We should actually make that kafka endpoint a bit more generic to avoid hard-coding the dns name.

@solsson
Copy link
Author

solsson commented Jul 8, 2017

Thanks for pointing out the built manifest. Without it the setup was a bit opaque to me.

I hope to get time to test this as a branch from Yolean/kubernetes-kafka#30, now that I have vacation :) I haven't yet considered how/if we'll use Kubeless in production, but it'll be interesting to see where discussions in #186 and #148 are heading as we already have build infrastructure - and obviously events - in our clusters.

the cli which provides a convenience wrapper kubeless topic to create,ls,delete topics

I think this mechanism can be in Kubeless independent of how Kafka is hosted. It too needs name+port to brokers. For example we used a simple java client at first, but more often these days we use the shell script in separate Jobs using a /bin/bash -c command with the Kafka image. To Kafka it makes no difference, and I think execing into the production image has no advantage over using a separate container.

the runtime for events. It is basically a kafka consumer. This kafka consumer listens for events on kafka.kubeless

I guess a service+endpoint could map to the actual service, for example kafka.kafka. However, due to Yolean/kubernetes-kafka#21 I've decided to remove the Service from kafka (see referencing commits).

Maybe the kafka.kubeless service could use arbitrary broker(s) as endpoint if Kubeless uses it as "bootstrap", i.e. to get the actual names of online brokers. Thanks to StatefulSet those are cluster-global already, for example kafka-0.broker.kafka.svc.cluster.local:9092.

@sebgoa
Copy link
Contributor

sebgoa commented Jul 8, 2017

Would love to help you if you want to try this out, and any feedback would be very welcome.

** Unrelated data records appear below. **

PR #4437, opened 2026-06-08
chore(dev-infra): improve AI agent instructions, skills, and MCP config

Blackbaud-SteveBrush:
[AB#3963505](https://dev.azure.com/blackbaud/f565481a-7bc9-4083-95d5-4f953da6d499/_workitems/edit/3963505)
[AB#3963503](https://dev.azure.com/blackbaud/f565481a-7bc9-4083-95d5-4f953da6d499/_workitems/edit/3963503)

## Summary by CodeRabbit

* **Documentation**
  * Clarified SCSS override workflow and tightened compat-mixin instructions; narrowed where Angular/unit-testing/visual-testing guidance applies
  * Added commit-message rules (Conventional Commits) and updated agent/public-export conventions
  * Added multiple SKY UX workflow guides and skills for scaffolding components/libraries, harnesses, unit tests, visual tests, code examples, and related checklists

* **Tests**
  * Extended e2e schematic tests to cover ESLint/Storybook generation behavior

* **Chores**
  * Added Nx MCP server entry for development tooling


blackbaud-sky-build-user:
[Storybook preview](https://blackbaud.github.io/skyux-pr-preview/4437/storybook/)

Component Storybooks:

Apps:

- [code-examples-playground](https://blackbaud.github.io/skyux-pr-preview/4437/code-examples-playground/)
- [integration](https://blackbaud.github.io/skyux-pr-preview/4437/integration/)
- [playground](https://blackbaud.github.io/skyux-pr-preview/4437/playground/)

.github/skills/add-skyux-component/SKILL.md
```diff
@@ -0,0 +1,103 @@
...
+## Conventions at a Glance
+
+- Library source lives at
+  `libs/components/<library>/src/lib/modules/<module>/`.
+- Component files follow the pattern:
+  - `<name>.component.ts`, `.html`, `.scss`, `.spec.ts`
+  - a `NgModule` (`<name>.module.ts`) that imports the standalone component
+    and `exports` the public-facing one.
+- Components are **standalone**; do NOT set `standalone: true` explicitly in
+  the decorator. Use `ChangeDetectionStrategy.OnPush`, `input()`/`output()`,
```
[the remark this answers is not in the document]
Blackbaud-SteveBrush: Skipping — the skill is already correct: SKY UX uses standalone components (Angular 21's default, so `standalone: true` is intentionally omitted) distributed via a thin `NgModule` wrapper, and the `standalone: false` files cited are legacy components mid-migration, not the convention for new code.

.github/skills/add-skyux-code-example/SKILL.md
```diff
@@ -0,0 +1,114 @@
...
+  if a sibling example needs them. Use `example.*`, never `demo.*`.
+- **Component class name**: `<Library><Component><ExampleName>ExampleComponent`
+  (e.g. `FormsInputBoxBasicExampleComponent`,
+  `ListsRepeaterInlineFormExampleComponent`). When a library has a single
+  example, the segments may collapse (e.g. `avatar/avatar/` →
+  `AvatarExampleComponent`); follow the sibling you are mirroring.
+- The component is **standalone** (no `standalone: true` in the decorator),
+  uses `ChangeDetectionStrategy` defaults of a sibling, imports the SKY UX
+  module(s) it demonstrates, and carries a `/** @title ... */` JSDoc above the
+  class describing the example.
```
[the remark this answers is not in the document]
Blackbaud-SteveBrush: @coderabbitai Components are standalone by default, so `standalone: true` should not be used. Does that change your feedback?

AGENTS.md
```diff
@@ -46,14 +47,20 @@ before working on matching files. Consult these when your change touches their
 scope:
 
 - [angular.instructions.md](.github/instructions/angular.instructions.md)
-  (`applyTo: **`) — Angular best practices for maintainable, performant, and
-  accessible code. Applies to all Angular work.
+  (`applyTo: **/*.{ts,html}`) — Angular best practices for maintainable,
+  performant, and accessible code. Applies to all Angular work.
+- [component-unit-testing.instructions.md](.github/instructions/component-unit-testing.instructions.md)
```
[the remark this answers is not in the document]
Blackbaud-SteveBrush: Done.

.github/instructions/add-scss-override.instructions.md
```diff
@@ -1,19 +1,17 @@
 ---
-applyTo: '**/*.scss'
+applyTo: 'libs/components/**/*.scss'
```
Blackbaud-ErikaMcVey: yeah, I think this can be deleted at this point--it was useful when tokenizing components, but now that that is done, I don't think we use it much

.github/instructions/component-unit-testing.instructions.md
```diff
@@ -0,0 +1,167 @@
...
+tests, so computed styles and accessibility are assertable.
+
+This guidance is for **library source specs**. It does not cover:
+
+- **Code-example specs** (`libs/components/code-examples/**`) — follow
+  [code-examples-unit-testing.instructions.md](./code-examples-unit-testing.instructions.md).
+- **Harness specs** (`libs/components/**/testing/src/**`) — follow
+  [skyux-copilot-harnesses.instructions.md](./skyux-copilot-harnesses.instructions.md).
+
+Before writing, **open a sibling spec in the same library** to match
```
Blackbaud-ErikaMcVey: How confident are we that ALL of our specs currently follow these best practices and are good enough to be a blueprint? I wonder if it would be better to create a really clean sample to provide for these instructions. 

Are we saying copy a spec in the library because of the providers bit? Even then, I doubt every spec file in a library needs the exact same providers--might be better to provide it with a baseline, and then give instructions on how to determine what other providers are needed.

Edit: I see we do have a small example below, along with common providers. My concern with this is that once you tell copilot to look at that other file, it will be in it's context and it may reference it for more than just providers and end up copying anti-patterns. Getting copilot to _not_ reference existing code has already been a challenge for me _without_ ever explicitly telling it to copy something.

.github/instructions/component-unit-testing.instructions.md
```diff
@@ -0,0 +1,167 @@
...
+Write Karma + Jasmine unit tests for the components and directives that ship
+from a `@skyux/*` library (the source under
+`libs/components/<library>/src/lib/**`). SKY UX styles are loaded during these
+tests, so computed styles and accessibility are assertable.
+
+This guidance is for **library source specs**. It does not cover:
+
+- **Code-example specs** (`libs/components/code-examples/**`) — follow
+  [code-examples-unit-testing.instructions.md](./code-examples-unit-testing.instructions.md).
+- **Harness specs** (`libs/components/**/testing/src/**`) — follow
```
Blackbaud-ErikaMcVey, line 19: don't we have a few jest tests in manifest and packages? should they be added to this ignore list, or is the different file extension enough that it will ignore it? Not sure if the `applyTo` is interpreted as gospel or a suggestion 😂

.github/instructions/component-unit-testing.instructions.md
```diff
@@ -0,0 +1,167 @@
...
+  new `async` specs (and before loading a harness).
+- Use `fakeAsync` + `tick()`/`flush()` to control timer-based async such as
+  animations and debounces. Because this repo runs on Karma + Jasmine with
+  zone.js, keep using these; the "`fakeAsync` is discouraged" note on
+  angular.dev applies only to zoneless Vitest projects.
+
+## Assertions & matchers
+
+Import `expect`/`expectAsync` from `@skyux-sdk/testing` (this registers the SKY
+custom matchers); standard Jasmine matchers remain available.
```
Blackbaud-ErikaMcVey, line 122: How does it get context on the standard Jasmine matchers? Just by looking at other spec files, or the node module? I wonder if it would be more "efficient" if we gave it a list, or at least clear instructions on where to look so we don't have to maintain a list.

.github/instructions/component-unit-testing.instructions.md
```diff
@@ -0,0 +1,167 @@
...
+- `expect(el).toHaveCssClass('sky-...')` / `.not.toHaveCssClass(...)`
+- `expect(el).toBeVisible()` / `expect(el).toExist()`
+- `expect(el).toHaveText('...')` / `toHaveResourceText(...)` /
+  `toHaveLibResourceText(...)` for i18n strings
+- `await expectAsync(fixture.nativeElement).toBeAccessible()` — see below
+
+## Accessibility
+
+Accessibility coverage is expected. Add a `describe('a11y', ...)` block that
+asserts the rendered output is accessible in each meaningful state:
```
Blackbaud-ErikaMcVey: would it be worth expanding on "each meaningful state" a bit, either in the example below or just by elaborating that that means with all possible input combinations and code paths?

.github/instructions/scss-override-mixins.instructions.md
```diff
@@ -1,14 +1,15 @@
 ---
-applyTo: '**/*.scss'
+applyTo: 'libs/components/**/*.scss'
```
Blackbaud-ErikaMcVey: can be deleted as well

.github/instructions/component-harnesses.instructions.md
```diff
@@ -7,125 +7,273 @@ description: 'SKY UX Copilot instructions for generating harnesses for component
 
 ## Overview
 
-Create test harnesses that provide a stable API for interacting with SKY UX components in automated tests. Harnesses should expose the component's public functionality through user-centric methods.
+Create test harnesses that provide a stable, user-centric API for interacting
```
Blackbaud-ErikaMcVey, line 10: does this need an applyTo or description? Just so it doesn't think it should create a test harness for something outside of components?

.github/instructions/skyux-copilot-harnesses.instructions.md
```diff
@@ -7,125 +7,273 @@ description: 'SKY UX Copilot instructions for generating harnesses for component
...
 ## Overview
 
-Create test harnesses that provide a stable API for interacting with SKY UX components in automated tests. Harnesses should expose the component's public functionality through user-centric methods.
+Create test harnesses that provide a stable, user-centric API for interacting
+with SKY UX components in automated tests. A harness exposes a component's
+public behavior through async methods so consumers' tests do not depend on
+internal DOM structure.
 
-## Basic Structure
+Before writing a new harness, **open a sibling harness in the same library (or a
```
Blackbaud-ErikaMcVey: similar concern as above...I know that there were already some patterns we wanted to go back and change in test harnesses. If we don't want to create a whole dummy example, maybe just direct it to one that we think is really good already?

.github/skills/add-component-harness/SKILL.md
```diff
@@ -0,0 +1,93 @@
+---
```
Blackbaud-ErikaMcVey, line 1: I'm surprised by the split between the skill and the instructions file. Does that provide some desired functionality? Do we know if it ingests all instructions files for context for every prompt you give it, or if only ingests them if it thinks they're relevant based on the description?

It also just seems like it could be 2 places we have to maintain/keep info in sync

.github/skills/add-skyux-code-example/SKILL.md
```diff
@@ -0,0 +1,114 @@
+---
```
Blackbaud-ErikaMcVey, line 1: and then these next three are only skills, not a skill and instructions. Why the difference in approach?

.github/instructions/component-unit-testing.instructions.md
Blackbaud-SteveBrush: It's a good observation, but we're fine for now:
The `manifest` project uses the `.test.ts` extension, and its files sit directly under `src/`, not `src/lib/`.
The `packages` project does use `.spec.ts`, but every spec lives under `src/schematics/**`, never `src/lib/**`.

.github/instructions/component-unit-testing.instructions.md
Blackbaud-SteveBrush: The standard jasmine matchers are exposed on the global `jasmine` type, imported via the tsconfigs. I think we're okay on this point.

.github/instructions/component-unit-testing.instructions.md
Blackbaud-SteveBrush: Updated the wording to tell the agent a "meaningful state" is one that "changes the rendered DOM in a way a keyboard or screen-reader user would perceive — not every input permutation" to guard against an infinite number of input combinations.

.github/instructions/component-unit-testing.instructions.md
Blackbaud-SteveBrush: Good call-out! I baked-in the canonical example instead of asking the agent to reference potentially outdated patterns from external sources.

.github/instructions/skyux-copilot-harnesses.instructions.md
Blackbaud-SteveBrush: Yep; good call.

.github/skills/add-component-harness/SKILL.md
Blackbaud-SteveBrush: Good question. Instruction files apply automatically whenever the agent edits a file matching their applyTo glob (always-on guardrails per file type); skills are invoked only when the agent is asked to perform a specific task and orchestrate the workflow. To avoid drift, skills reference the instruction files for code-level conventions rather than duplicating them.

.github/skills/add-skyux-code-example/SKILL.md
Blackbaud-SteveBrush: The `add-skyux-component` and `add-skyux-library` skills are pure scaffolding orchestration. They don't produce a single coherent file type. The `add-skyux-code-example` skill partially has a companion (code-example-unit-testing) but it's only for unit tests; based on this feedback, I broadened the instructions file (renamed to `component-code-examples.instrunctions.md`) so it works like the other skills/instructions pairs.

Blackbaud-ErikaMcVey (approved):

and definitely using your existing kafka configuration should not be a huge hurdle

@solsson
Copy link
Author

solsson commented Jul 9, 2017

I'll be on vacation for two weeks. Will give this a shot after that.

@solsson
Copy link
Author

solsson commented Aug 9, 2017

We've released kubernetes-kafka v2.0.0 now, and I just confirmed how easy it is to set up Kubeless on top of it. Summarized in Yolean/kubernetes-kafka#48.

As you predicted @sebgoa the CLI's topic support fails with FATA[0000] Can't find any kafka pod. Maybe it could use the kafka.kubeless service to find brokers, or does it need an equivalent zookeeper service? Anyway users of kubernetes-kafka will likely be proficient in creating topics so it's not a big deal.

I suggest that you release a separate manifest, like you've done with openshift and rbac, for Kubeless with existing Kafka. I've only deleted from the release manifest, not edited anything. The externalName, https://github.com/Yolean/kubernetes-kafka/pull/48/files#diff-7c5fe8f6bc7c0bdce8d75d7387f4cd08R9, will be custom.

I guess the service can also rely on a kind: Endpoints resource, for Kafka outside kubernets, so maybe it's best left to the user to define kafka.kubeless.

This assumes that the kafka setup will provide actual listener resolvable names through the service.

@sebgoa
Copy link
Contributor

sebgoa commented Aug 15, 2017

@solsson great, thanks for trying this.

If I recall correctly the kafka topic find the kafka broker pod via a label query with labels kubeless:kafka so assuming you label your broker with that, the command should work...I think...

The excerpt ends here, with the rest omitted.